**ASSIGNED TASK:**
Your answer should be the exact lines of the data below from the one containing "Would we agree on this ?" through the one containing "So they appears"; please include nothing else.

**Saved entries:**
□ □ □ □ □ □ □

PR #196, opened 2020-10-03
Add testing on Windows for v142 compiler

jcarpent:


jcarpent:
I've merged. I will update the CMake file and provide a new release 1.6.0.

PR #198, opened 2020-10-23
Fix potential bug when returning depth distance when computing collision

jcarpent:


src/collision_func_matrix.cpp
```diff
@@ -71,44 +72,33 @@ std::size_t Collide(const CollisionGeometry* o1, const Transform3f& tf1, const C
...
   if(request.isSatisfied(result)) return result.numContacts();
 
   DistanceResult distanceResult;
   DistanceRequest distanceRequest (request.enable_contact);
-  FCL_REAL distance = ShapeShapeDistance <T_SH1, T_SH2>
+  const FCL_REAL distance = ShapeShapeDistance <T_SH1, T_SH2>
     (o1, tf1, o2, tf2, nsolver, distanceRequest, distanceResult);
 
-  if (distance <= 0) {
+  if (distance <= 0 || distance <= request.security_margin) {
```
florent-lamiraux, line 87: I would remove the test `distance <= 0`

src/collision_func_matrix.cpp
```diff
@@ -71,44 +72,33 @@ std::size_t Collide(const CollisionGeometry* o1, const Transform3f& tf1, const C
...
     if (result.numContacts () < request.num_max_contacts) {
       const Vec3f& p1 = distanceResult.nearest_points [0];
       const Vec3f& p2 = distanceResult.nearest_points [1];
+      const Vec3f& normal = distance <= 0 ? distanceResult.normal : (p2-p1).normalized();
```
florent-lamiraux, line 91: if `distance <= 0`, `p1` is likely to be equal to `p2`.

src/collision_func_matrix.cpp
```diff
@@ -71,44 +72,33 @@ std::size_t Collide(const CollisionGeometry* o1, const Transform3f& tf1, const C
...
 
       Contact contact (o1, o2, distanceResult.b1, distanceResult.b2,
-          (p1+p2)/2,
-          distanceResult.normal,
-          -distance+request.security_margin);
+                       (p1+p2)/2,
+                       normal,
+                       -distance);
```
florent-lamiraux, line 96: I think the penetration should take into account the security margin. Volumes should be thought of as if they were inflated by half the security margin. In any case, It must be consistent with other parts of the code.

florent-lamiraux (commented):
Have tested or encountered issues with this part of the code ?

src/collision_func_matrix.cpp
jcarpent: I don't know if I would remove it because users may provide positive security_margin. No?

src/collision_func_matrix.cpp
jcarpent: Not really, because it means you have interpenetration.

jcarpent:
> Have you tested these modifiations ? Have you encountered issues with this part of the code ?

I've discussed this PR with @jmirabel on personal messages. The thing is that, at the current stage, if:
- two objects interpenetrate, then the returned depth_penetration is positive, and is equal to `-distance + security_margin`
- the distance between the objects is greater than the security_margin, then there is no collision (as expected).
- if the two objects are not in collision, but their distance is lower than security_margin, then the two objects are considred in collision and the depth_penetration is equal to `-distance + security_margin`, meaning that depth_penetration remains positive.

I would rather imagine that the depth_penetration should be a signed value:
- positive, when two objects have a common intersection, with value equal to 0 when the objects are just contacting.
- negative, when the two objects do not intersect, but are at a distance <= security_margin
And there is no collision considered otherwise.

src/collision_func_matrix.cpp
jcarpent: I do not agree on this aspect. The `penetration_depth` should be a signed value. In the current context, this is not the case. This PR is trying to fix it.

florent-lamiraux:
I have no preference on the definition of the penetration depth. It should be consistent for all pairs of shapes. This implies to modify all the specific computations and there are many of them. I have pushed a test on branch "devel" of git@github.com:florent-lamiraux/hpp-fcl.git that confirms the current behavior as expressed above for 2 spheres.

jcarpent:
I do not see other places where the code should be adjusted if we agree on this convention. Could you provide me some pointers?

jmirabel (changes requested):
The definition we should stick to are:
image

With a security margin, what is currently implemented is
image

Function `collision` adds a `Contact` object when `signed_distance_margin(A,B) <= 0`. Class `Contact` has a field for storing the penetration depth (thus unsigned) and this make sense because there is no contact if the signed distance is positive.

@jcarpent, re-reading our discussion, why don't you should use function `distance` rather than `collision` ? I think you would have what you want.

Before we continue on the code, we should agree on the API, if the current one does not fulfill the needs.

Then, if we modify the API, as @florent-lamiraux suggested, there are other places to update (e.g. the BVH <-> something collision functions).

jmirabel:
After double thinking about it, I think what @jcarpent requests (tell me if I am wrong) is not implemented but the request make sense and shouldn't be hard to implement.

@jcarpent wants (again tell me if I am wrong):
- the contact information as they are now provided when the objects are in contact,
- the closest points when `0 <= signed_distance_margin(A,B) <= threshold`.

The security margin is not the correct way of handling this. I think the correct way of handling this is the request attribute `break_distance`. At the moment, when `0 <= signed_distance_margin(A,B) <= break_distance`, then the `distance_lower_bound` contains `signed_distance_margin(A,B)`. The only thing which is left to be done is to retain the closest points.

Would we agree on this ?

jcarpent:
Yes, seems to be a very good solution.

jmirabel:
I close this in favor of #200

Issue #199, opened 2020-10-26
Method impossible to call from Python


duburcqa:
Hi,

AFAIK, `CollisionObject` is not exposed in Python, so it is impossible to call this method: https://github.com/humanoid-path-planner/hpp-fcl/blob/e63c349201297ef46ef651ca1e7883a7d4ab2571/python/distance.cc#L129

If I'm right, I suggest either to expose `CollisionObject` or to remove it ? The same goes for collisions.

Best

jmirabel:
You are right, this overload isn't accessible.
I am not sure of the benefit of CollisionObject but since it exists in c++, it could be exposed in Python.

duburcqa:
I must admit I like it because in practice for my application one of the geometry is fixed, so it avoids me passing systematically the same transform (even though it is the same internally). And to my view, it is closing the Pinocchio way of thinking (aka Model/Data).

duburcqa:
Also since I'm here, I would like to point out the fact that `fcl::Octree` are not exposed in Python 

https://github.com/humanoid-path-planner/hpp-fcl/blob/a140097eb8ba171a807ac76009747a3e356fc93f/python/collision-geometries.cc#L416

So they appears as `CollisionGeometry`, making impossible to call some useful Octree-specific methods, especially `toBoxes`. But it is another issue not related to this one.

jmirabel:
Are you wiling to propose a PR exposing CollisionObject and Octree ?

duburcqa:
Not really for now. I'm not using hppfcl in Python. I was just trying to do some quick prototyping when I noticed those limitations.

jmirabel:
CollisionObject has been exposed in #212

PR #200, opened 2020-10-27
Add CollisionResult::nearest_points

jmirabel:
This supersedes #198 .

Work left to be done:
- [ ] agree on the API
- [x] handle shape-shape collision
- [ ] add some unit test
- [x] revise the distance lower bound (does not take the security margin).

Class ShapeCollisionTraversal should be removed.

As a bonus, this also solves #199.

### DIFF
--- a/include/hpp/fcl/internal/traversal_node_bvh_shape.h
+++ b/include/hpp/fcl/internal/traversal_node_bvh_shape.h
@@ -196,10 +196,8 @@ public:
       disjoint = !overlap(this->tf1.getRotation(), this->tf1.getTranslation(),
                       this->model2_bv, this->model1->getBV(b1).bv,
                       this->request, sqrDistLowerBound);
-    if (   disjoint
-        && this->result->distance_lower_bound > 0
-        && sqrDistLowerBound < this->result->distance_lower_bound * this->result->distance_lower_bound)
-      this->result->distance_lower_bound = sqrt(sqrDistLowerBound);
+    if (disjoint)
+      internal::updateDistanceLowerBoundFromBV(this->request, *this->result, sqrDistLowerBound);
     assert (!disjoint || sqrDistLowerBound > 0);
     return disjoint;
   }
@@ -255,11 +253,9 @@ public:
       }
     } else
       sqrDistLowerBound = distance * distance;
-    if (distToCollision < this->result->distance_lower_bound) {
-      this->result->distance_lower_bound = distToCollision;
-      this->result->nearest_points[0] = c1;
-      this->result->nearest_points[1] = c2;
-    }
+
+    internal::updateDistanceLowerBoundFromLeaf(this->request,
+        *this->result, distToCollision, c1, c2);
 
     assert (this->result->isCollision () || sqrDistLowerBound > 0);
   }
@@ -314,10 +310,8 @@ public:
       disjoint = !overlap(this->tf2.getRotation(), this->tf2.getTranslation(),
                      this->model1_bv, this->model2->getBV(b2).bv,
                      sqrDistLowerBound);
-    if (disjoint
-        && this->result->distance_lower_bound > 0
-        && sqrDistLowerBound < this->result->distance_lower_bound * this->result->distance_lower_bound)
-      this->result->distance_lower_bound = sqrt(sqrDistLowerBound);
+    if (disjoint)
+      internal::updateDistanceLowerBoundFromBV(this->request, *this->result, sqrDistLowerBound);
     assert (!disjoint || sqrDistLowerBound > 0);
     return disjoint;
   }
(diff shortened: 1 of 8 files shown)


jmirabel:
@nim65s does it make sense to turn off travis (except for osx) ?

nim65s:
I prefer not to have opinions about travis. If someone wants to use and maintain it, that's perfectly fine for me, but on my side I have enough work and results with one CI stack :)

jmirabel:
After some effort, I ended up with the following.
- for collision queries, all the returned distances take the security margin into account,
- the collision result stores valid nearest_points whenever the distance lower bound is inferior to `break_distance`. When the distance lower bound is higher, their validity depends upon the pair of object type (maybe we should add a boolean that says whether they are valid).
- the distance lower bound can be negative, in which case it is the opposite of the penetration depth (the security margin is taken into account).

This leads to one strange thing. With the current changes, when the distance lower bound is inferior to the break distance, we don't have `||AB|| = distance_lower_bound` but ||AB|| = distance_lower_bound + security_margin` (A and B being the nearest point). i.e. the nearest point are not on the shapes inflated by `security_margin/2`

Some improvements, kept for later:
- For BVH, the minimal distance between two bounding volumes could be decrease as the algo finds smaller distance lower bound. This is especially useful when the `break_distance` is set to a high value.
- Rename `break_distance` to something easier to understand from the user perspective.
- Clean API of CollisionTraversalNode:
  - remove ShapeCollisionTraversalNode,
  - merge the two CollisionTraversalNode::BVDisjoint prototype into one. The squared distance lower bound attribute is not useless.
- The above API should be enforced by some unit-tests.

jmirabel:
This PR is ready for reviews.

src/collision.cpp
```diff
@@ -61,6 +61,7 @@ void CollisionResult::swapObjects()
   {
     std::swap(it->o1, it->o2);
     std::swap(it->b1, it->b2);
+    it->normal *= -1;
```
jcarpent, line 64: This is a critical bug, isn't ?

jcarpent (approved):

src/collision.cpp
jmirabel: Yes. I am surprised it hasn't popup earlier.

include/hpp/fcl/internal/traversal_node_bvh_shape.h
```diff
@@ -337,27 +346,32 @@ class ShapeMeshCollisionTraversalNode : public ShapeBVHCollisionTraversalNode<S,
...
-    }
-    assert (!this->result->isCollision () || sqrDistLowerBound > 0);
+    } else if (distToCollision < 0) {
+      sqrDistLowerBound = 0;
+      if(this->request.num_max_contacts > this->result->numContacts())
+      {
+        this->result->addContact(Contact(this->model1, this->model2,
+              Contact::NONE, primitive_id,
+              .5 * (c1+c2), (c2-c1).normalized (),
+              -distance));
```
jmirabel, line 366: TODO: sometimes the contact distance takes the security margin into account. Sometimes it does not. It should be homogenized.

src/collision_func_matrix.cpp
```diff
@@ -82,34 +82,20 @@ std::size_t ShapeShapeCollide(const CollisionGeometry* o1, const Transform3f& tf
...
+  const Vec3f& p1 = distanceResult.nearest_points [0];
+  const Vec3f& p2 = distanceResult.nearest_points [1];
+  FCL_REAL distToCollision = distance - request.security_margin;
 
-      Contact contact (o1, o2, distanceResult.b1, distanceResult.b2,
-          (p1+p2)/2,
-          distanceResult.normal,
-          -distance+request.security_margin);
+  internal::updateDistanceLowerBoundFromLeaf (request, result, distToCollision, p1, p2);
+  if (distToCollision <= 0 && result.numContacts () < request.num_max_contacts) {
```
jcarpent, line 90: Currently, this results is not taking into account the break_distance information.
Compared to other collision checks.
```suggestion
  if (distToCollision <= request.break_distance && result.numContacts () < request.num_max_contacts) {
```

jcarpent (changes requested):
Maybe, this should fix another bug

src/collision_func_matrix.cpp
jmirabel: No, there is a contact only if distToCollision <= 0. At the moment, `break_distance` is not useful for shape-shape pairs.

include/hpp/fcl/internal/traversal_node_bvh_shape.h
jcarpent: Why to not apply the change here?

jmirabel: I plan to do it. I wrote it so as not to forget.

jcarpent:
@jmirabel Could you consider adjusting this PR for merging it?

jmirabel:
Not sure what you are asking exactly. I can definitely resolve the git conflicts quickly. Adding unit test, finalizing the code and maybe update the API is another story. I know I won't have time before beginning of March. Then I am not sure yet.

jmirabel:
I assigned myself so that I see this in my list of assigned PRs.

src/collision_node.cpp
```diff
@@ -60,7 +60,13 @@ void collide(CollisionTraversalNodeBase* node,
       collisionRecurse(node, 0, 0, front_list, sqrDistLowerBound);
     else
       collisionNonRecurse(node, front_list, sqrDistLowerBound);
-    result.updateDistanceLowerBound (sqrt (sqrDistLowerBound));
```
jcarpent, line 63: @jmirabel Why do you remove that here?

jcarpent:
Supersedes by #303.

□ □ □ □ □ □ □

**RESULT OF THE EXERCISE:**
Would we agree on this ?

jcarpent:
Yes, seems to be a very good solution.

jmirabel:
I close this in favor of #200

Issue #199, opened 2020-10-26
Method impossible to call from Python


duburcqa:
Hi,

AFAIK, `CollisionObject` is not exposed in Python, so it is impossible to call this method: https://github.com/humanoid-path-planner/hpp-fcl/blob/e63c349201297ef46ef651ca1e7883a7d4ab2571/python/distance.cc#L129

If I'm right, I suggest either to expose `CollisionObject` or to remove it ? The same goes for collisions.

Best

jmirabel:
You are right, this overload isn't accessible.
I am not sure of the benefit of CollisionObject but since it exists in c++, it could be exposed in Python.

duburcqa:
I must admit I like it because in practice for my application one of the geometry is fixed, so it avoids me passing systematically the same transform (even though it is the same internally). And to my view, it is closing the Pinocchio way of thinking (aka Model/Data).

duburcqa:
Also since I'm here, I would like to point out the fact that `fcl::Octree` are not exposed in Python 

https://github.com/humanoid-path-planner/hpp-fcl/blob/a140097eb8ba171a807ac76009747a3e356fc93f/python/collision-geometries.cc#L416

So they appears as `CollisionGeometry`, making impossible to call some useful Octree-specific methods, especially `toBoxes`. But it is another issue not related to this one.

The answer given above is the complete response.